Obtaining data from PubMed using python

Ruchik Yajnik picture Ruchik Yajnik · Jul 1, 2013 · Viewed 18.3k times · Source

I have a list of PubMed entries along with the PubMed ID's. I would like to create a python script or use python which accepts a PubMed id number as an input and then fetches the abstract from the PubMed website.

So far I have come across NCBI Eutilities and the importurl library in Python but I don't know how I should go about writing a template.

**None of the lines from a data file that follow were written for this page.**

PR #141, opened 2025-11-13
fix small typos

dacheng-gao:


lalinsky:
Hehe, I was confusing myself here. i wanted to use cancelled all the way, but the noticed std used the american canceled. It seems like cancellation is the preferred variant in both.

dacheng-gao:
Thanks for merging.

Yeah. It confused me a lot too.
And I catch these typos with help of IDE (CLion).

PR #159, opened 2025-12-14
Allow async operations from main thread without spawning

lalinsky:
## Summary

- Add `main_task` to Executor to support calling `rt.sleep()` and other async operations directly from the main thread without requiring `spawn()`
- Unify `run()` and `runSchedulerLoop()` - both now use the same scheduler loop with different exit conditions
- Remove dead code: `ExecutorWaiter`, `ThreadWaiter`, and related no-task handling in select

## Test plan

- [x] All 168 existing tests pass
- [x] New test "Runtime: sleep from main" validates the feature


lalinsky:
@coderabbitai review

PR #169, opened 2025-12-22
examples: Consistently use rt instead of runtime

perillo:
In the examples, the use of the runtime variable in the main function inconsistently use either `rt` or `runtime`.

In the docs, instead, the use is always `rt`.

This change will use `rt` consistently, but only for examples and documentation.


lalinsky:
Thank you!

PR #206, opened 2026-01-16
Remove ready_queue_next

lalinsky:
Increase of trying to invent the concept of a tick, we will just run tasks that are ready, until we either reach the end, or we already ran 61 of them.

This makes is easier to implement work-stealing later on, it also improves CPU-bound tasks. It might slightly increase latency for I/O tasks, but if there are I/O tasks, they will simple clear the ready queue and do poll more often.

The worse case are mixed workloads, I/O latency could increase, but we will add more control over this and work-stealing will also help with balancing the load.


lalinsky:
@coderabbitai can you guess the reason behind this? if so, does it make sense to yuo?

Any pointers will be appreciated.

Thank you,

Answer

Karol picture Karol · Nov 22, 2013

Using Biopython's module called Entrez, you can get the abstract along with all other metadata quite easily. This will print the abstract:

from Bio.Entrez import efetch

def print_abstract(pmid):
    handle = efetch(db='pubmed', id=pmid, retmode='text', rettype='abstract')
    print handle.read()

And here is a function that will fetch XML and return just the abstract:

from Bio.Entrez import efetch, read

def fetch_abstract(pmid):
    handle = efetch(db='pubmed', id=pmid, retmode='xml')
    xml_data = read(handle)[0]
    try:
        article = xml_data['MedlineCitation']['Article']
        abstract = article['Abstract']['AbstractText'][0]
        return abstract
    except IndexError:
        return None

P.S. I actually had the need to do this kind of stuff in a real task, so I organized the code into a class -- see this gist.